Data excerpts
PR #4050, opened 2025-05-28
Migrate Discover small list to Compose

MiSikora:
## Description

This PR migrates the small list row in the Discover page to Compose. While that wasn't the primary goal of this PR, I included it as part of my exploration into the feasibility of a broader Discover migration.

The main objective was to increase the touch target size of the subscribe button, which is currently only `24 dp`. In this PR, I’ve increased it to the standard `48 dp`.

| Before | After |
|--------|-------|
| markup_1000002590 | markup_1000002591 |

The Compose migration — arguably the most interesting part — came with some challenges. During testing, I discovered that the pager state is shared across multiple view holders. For example, scrolling to page 3 of the "Trending" list would also scroll the "Popular in United States" list to page 3. To address this, I now save the state in the `DiscoverAdapter` and restore it during data binding. Previously, we handled this using a `Parcelable` to store the `LayoutManager`'s state. Now, I simply store an `Int` representing the currently displayed page. This workaround is necessary due to our integration with `RecyclerView`.

An alternative approach could be using a distinct `ViewHolder` for each separate section but that would sacrifice recycling benefits and introduce complexity given how the Discover section is structured.

## Testing Instructions

Test the Discover section, focusing particularly on small lists like "Trending" or "Popular in `your_country`". There should be no meaningful regressions. The only issue I observed is some initial jank when scrolling to a new page for the first time. This only occurs in debug builds and is due to Compose’s debug tooling.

What you should do
Search the material for the string "only" and show every line that has it.

Output below
The main objective was to increase the touch target size of the subscribe button, which is currently only `24 dp`. In this PR, I’ve increased it to the standard `48 dp`.
Test the Discover section, focusing particularly on small lists like "Trending" or "Popular in `your_country`". There should be no meaningful regressions. The only issue I observed is some initial jank when scrolling to a new page for the first time. This only occurs in debug builds and is due to Compose’s debug tooling.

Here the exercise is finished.